PR #1047, opened 2018-11-23
Fix "duplicated keys" error in Settings

holiber:
That was pretty annoying


holiber:
Unfortunately, these duplicated keys come from the OBS. We are going to refactor settings anyway, I just don't want to have a mess in errors logs for that

PR #1304, opened 2019-01-25
Guest API upgrades

andycreeth:
- Handle refreshes for pages with an injected guest API
- Refactor the `exposeApi` method => split into multiple documented/named private methods for better readability

For the sake of easy review:
`fix guest API not working after page refresh` this commit has the behavioral change
`refactor guest api service to split up a really big method` this commit is just splitting a big function into logical smaller ones


app/services/guest-api.ts
```diff
@@ -104,84 +108,117 @@ export class GuestApiService extends Service {
...
+          id: request.id,
+          error: true,
+        };
+
+        this.safeSend(contents, 'guestApiResponse', response);
+      });
   }
 
-  private safeSend(contents: Electron.WebContents, channel: string, msg: any) {
+  private safeSend(contents: Electron.WebContents, channel: string, msg?: any) {
```
holiber: Do we have limited options for `channel`? If so I would have a Enum or restricted string type;

andycreeth: Electron doesn't restrict them, but we should probably have all of our IPC messages enumerated somewhere.  Seems like a good refactor for another day.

━━━━━━━━━━

TASK DESCRIPTION> Nothing but the lines from the line that contains "Guest API upgrades" to the last line of the records above should appear in the answer; please copy them exactly.

OUTPUT>
Guest API upgrades

andycreeth:
- Handle refreshes for pages with an injected guest API
- Refactor the `exposeApi` method => split into multiple documented/named private methods for better readability

For the sake of easy review:
`fix guest API not working after page refresh` this commit has the behavioral change
`refactor guest api service to split up a really big method` this commit is just splitting a big function into logical smaller ones


app/services/guest-api.ts
```diff
@@ -104,84 +108,117 @@ export class GuestApiService extends Service {
...
+          id: request.id,
+          error: true,
+        };
+
+        this.safeSend(contents, 'guestApiResponse', response);
+      });
   }
 
-  private safeSend(contents: Electron.WebContents, channel: string, msg: any) {
+  private safeSend(contents: Electron.WebContents, channel: string, msg?: any) {
```
holiber: Do we have limited options for `channel`? If so I would have a Enum or restricted string type;

andycreeth: Electron doesn't restrict them, but we should probably have all of our IPC messages enumerated somewhere.  Seems like a good refactor for another day.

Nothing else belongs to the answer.